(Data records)

_ _ _ _ _ _ _

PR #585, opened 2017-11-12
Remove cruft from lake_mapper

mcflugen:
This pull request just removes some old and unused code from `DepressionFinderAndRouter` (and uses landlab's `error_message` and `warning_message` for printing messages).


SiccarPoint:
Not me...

_ _ _ _ _ _ _

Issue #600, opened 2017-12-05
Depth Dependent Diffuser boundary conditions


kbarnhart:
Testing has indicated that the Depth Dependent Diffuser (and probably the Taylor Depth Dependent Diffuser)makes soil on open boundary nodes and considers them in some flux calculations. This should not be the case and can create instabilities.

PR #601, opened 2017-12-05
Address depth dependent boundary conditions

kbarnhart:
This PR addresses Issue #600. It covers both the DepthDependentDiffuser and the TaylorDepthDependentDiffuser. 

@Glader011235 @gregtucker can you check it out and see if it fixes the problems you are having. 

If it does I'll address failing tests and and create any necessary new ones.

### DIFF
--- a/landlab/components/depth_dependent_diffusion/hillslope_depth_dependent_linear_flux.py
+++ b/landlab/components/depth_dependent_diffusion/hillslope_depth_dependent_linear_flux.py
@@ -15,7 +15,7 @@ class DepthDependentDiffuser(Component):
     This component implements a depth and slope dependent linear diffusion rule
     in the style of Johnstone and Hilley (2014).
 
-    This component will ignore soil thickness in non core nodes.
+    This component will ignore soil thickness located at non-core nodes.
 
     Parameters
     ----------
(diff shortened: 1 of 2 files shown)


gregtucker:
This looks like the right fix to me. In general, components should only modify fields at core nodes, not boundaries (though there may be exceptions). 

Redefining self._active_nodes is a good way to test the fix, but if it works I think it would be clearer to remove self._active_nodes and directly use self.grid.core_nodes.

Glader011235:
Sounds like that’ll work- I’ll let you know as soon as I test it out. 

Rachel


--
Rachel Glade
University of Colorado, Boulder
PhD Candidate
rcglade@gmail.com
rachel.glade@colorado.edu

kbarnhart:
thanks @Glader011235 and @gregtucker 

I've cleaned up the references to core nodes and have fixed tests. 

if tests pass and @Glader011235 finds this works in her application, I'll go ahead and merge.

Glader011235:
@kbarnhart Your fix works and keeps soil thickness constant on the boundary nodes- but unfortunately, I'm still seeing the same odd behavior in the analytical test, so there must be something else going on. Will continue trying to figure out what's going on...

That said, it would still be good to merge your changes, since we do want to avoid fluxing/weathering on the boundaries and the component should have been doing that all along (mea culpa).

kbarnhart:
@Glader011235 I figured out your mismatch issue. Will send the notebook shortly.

_ _ _ _ _ _ _

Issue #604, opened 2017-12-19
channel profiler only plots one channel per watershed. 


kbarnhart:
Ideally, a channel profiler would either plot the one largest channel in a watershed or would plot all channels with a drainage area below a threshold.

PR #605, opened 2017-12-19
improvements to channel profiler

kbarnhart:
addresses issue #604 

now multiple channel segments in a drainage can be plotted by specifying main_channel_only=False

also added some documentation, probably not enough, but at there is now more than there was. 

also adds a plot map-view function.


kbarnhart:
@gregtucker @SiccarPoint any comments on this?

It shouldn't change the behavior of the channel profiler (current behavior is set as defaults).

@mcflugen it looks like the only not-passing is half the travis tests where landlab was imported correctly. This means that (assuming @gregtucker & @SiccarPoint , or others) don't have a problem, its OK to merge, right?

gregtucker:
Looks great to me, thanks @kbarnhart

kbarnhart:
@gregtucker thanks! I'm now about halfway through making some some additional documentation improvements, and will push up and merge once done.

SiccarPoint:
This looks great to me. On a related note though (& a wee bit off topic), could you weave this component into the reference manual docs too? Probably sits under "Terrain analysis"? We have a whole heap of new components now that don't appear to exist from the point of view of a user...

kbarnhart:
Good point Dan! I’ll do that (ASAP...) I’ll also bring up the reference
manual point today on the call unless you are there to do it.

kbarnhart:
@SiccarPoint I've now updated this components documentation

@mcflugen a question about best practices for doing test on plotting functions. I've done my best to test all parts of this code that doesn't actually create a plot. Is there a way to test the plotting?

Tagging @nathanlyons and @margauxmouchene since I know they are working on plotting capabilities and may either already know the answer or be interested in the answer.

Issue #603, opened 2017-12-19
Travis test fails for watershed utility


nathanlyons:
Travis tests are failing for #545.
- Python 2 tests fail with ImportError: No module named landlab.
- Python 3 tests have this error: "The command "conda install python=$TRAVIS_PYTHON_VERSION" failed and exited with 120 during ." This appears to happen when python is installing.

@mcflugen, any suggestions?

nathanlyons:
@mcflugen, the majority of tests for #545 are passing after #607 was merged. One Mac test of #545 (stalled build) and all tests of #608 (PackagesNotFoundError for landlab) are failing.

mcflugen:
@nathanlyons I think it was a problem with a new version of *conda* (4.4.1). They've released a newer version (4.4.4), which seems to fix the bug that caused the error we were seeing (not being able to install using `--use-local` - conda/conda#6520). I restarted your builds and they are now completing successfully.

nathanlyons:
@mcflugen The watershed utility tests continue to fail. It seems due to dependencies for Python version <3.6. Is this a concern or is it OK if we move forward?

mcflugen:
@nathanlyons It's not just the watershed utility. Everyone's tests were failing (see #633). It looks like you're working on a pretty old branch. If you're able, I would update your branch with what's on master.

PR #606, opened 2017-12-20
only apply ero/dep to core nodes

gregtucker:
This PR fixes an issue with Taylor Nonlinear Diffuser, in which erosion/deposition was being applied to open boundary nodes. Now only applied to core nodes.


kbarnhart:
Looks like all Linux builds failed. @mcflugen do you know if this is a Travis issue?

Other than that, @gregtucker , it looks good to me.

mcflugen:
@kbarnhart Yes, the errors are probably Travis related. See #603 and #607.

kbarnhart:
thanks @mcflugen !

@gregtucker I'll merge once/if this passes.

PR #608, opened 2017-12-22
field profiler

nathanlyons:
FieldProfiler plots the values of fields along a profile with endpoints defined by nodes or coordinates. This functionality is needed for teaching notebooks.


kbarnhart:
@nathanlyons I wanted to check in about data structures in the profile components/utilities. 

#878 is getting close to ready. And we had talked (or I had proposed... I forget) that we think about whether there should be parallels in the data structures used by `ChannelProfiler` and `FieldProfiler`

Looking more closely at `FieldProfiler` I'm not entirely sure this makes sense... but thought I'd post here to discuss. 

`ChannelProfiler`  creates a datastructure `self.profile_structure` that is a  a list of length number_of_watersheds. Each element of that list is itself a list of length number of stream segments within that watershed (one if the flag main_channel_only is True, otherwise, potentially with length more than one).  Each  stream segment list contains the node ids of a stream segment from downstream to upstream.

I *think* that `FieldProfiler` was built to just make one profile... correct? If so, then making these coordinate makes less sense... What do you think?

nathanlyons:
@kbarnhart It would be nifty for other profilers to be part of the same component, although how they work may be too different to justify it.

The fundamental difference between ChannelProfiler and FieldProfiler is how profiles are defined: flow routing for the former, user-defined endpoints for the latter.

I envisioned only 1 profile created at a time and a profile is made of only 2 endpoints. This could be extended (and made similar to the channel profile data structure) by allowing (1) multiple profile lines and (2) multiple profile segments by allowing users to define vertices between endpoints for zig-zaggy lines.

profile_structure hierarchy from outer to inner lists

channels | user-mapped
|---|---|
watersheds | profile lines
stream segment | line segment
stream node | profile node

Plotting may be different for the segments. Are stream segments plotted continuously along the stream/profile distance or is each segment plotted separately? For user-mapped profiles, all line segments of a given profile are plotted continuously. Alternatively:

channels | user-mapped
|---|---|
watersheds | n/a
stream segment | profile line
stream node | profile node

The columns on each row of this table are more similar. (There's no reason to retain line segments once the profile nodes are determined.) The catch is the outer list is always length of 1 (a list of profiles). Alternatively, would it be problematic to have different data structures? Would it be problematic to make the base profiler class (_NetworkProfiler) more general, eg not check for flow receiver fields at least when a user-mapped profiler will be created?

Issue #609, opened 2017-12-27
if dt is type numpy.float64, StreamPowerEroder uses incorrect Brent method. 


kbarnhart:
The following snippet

_ _ _ _ _ _ _

Instructions for the task - Show all lines above holding "uses".

Exercise answer -
This pull request just removes some old and unused code from `DepressionFinderAndRouter` (and uses landlab's `error_message` and `warning_message` for printing messages).
if dt is type numpy.float64, StreamPowerEroder uses incorrect Brent method. 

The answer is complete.